Stepwise Think-Critique: A Unified Framework for Robust and Interpretable LLM Reasoning
Jiaqi Xu, Cuiling Lan, Xuejin Chen, Yan Lu

TL;DR
This paper introduces Stepwise Think-Critique (STC), a unified framework enabling large language models to perform integrated reasoning and self-critique at each step, improving interpretability and robustness in complex problem solving.
Contribution
The paper presents a novel end-to-end trainable model that interleaves reasoning and critique, using hybrid reinforcement learning to enhance correctness and self-evaluation in LLMs.
Findings
STC outperforms existing models on mathematical reasoning benchmarks.

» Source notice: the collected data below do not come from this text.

Issue #499, opened 2015-06-05
Allow checking of .es6 files


mikz:
Currently flow supports just checking `*.js` and `*.jsx` files.

Consider supporting `*.es6` or just making it a configurable option.

https://github.com/facebook/flow/blob/8a34b0743850ea12a322c175112e18cc285f3da8/src/common/files_js.ml#L16-L19

mroch:
good idea. I vote for making it configurable

mroch:
Fixed by #562

PR #553, opened 2015-06-22
Allow checking of .es6 files

Eyyub:
This pull request allows checking of .es6 files with `flow {start|single|server} --check-es6-files`.
See #499

### DIFF
--- a/src/commands/serverCommands.ml
+++ b/src/commands/serverCommands.ml
@@ -51,6 +51,8 @@ module OptionParser(Config : CONFIG) = struct
         ~doc:"Do not include embedded declarations"
     |> flag "--log-file" string
         ~doc:"Path to log file (default: /tmp/flow/<escaped root path>.log)"
+    |> flag "--check-es6-files" no_arg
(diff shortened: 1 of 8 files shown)


aikeru:
Is ".es6" an extension we want to stick with? ES7 is going to come a lot quicker than ES6 did.
Isn't there already an option to target arbitrary file names/paths with flow?

Eyyub:
Maybe, not to my knowledge.
Adding an option to target arbitrary file extension is easy, it's more a design issue than anything else.

jeffmo:
Thanks for sending this over!

Rather than trying to predict all the possible extensions, it would be better if we created a .flowconfig option that allows one to specify a custom extension to expect (where the default is the existing `[".js";".jsx"]`

Check out https://github.com/facebook/flow/blob/master/src/common/flowConfig.ml to see how the config file is parsed/passed around

Eyyub:
Oh I see, it's a much better idea, I will work on tonight !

It produces more interpretable and reliable reasoning traces.
Demonstrates strong critical-thinking capabilities in LLMs.
Abstract
Human beings solve complex problems through critical thinking, where reasoning and evaluation are intertwined to converge toward correct solutions. However, most existing large language models (LLMs) treat the reasoning and verification as separate processes: they either generate reasoning without explicit self-checking or rely on external verifiers to detect errors post hoc. The former lacks immediate feedback, while the latter increases system complexity and hinders synchronized learning. Motivated by human critical thinking, we propose Stepwise Think-Critique (STC), a unified and end-to-end trainable framework that interleaves reasoning and self-critique at every intermediate step within a single model. STC is trained with a hybrid reinforcement learning objective that integrates reasoning rewards and critique-consistency rewards, thereby jointly optimizing solution correctness and…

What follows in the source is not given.